**Task description**
Establish how many lines in the records below include the word "returns"; respond with that number only.

**Given records**
◆ ◆ ◆

PR #1497, opened 2023-04-25
1371 show gis data

marcellmueller:
- feat: add application gis data component
- fix: gis-schema and gis-data naming error
- feat: add gis last updated section
- feat: add gis map icon
- feat: update application gis data breakpoints
- feat: add gis input onchange
- feat: format numbers with decimals only if they are floats
- feat: add tooltip component
- fix: tooltip overflow issue
- refactor: motify application_gis_data computed column to return row
- chore: update graphql schema
- feat: use computed_column update to show last updated time
- feat: add table application_gis_assessment_hh
- feat: add save_gis_assessment_hh postgres mutation
- feat: add application_gis_assessment_hh computed column
- chore: update graphql schema
- feat: add save gis assessment hh graphql mutation
- fix: change eligible and eligible_indigenous column types to float
- feat: save eligible and eligibleIndigenous on change
- fix: null values showing as 0 for gis assessment hh inputs

Implements # 1371


app/components/LoadingCheck.tsx
```diff
@@ -0,0 +1,104 @@
...
+
+interface Props {
+  checked: boolean;
+}
+
+const LoadingCheck: React.FC<Props> = ({ checked }) => {
+  return (
+    <StyledLoading>
+      <input type="checkbox" id="check" checked={checked} />
+      <label htmlFor="check">
```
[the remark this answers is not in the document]
marcellmueller: This has an ignore at the top of the file. Basically it's misleading as it does have an associated control, though this rule wants the input as a child of the label which would make this not work correctly.

db/deploy/computed_columns/application_gis_data.sql
```diff
@@ -2,13 +2,14 @@
 
 begin;
 
-create or replace function ccbc_public.application_gis_data(application ccbc_public.application) 
-returns ccbc_public.gis_data_item as
+drop function ccbc_public.application_gis_data(ccbc_public.application);
+
+create or replace function ccbc_public.application_gis_data(application ccbc_public.application)
```
VB-at-Bis, line 7: Just wondering if we should rename it to ‘application_gis_latest_data’ to avoid conflicts with the table with same name?

marcellmueller: Is there conflict? `gis_data` is separate from application, this is the `gis_data` for the application.

VB-at-Bis (approved):
Looks perfect

Issue #1496, opened 2023-04-25
1416 - GIS Analysis History DB only


VB-at-Bis:
As a  developer working on ticket 1416
I want to get data with total counts and list of CCBC numbers where GIS analysis data was changed, unchanged or provided in JSON file first time.
So that I can present the data as required in mockups in #1416

Description:
This card is about providing the data to be displayed to the user as described in #1416 

Acceptance Criteria:
[x] Provide DB function and corresponding GraphQL statement that returns # of records (and list of CCBC numbers) that were added for the first time,   # of records (and list of CCBC numbers) that were updated (new GIS analysis numbers) and   # of records (and list of CCBC numbers) that were unchanged

PR #1498, opened 2023-04-25
feat: GIS History DB only

VB-at-Bis:
Implements #1496 

- added type `gis_data_count`;
- updated `parse_gis_data`;
- added function `gis_data_counts(batch_id int)`;
- added and tested revert scripts;
- added tests

### DIFF
--- a/app/schema/schema.graphql
+++ b/app/schema/schema.graphql
@@ -34146,6 +34146,12 @@ type Mutation {
     """
     input: CreateUserFromSessionInput!
   ): CreateUserFromSessionPayload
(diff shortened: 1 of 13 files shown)


marcellmueller (approved):
Nice work, took me a minute to figure out how to use it properly thanks :)

VB-at-Bis:
After discussion with Marcel it was decided to change logic a bit and do not require `parse_gis_data` to be executed before `gis_data_counts` (otherwise if user choose do not continue after reviewing the data we need to delete or archive correspondent records in `application_gis_data` table)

◆ ◆ ◆

**Written response**
2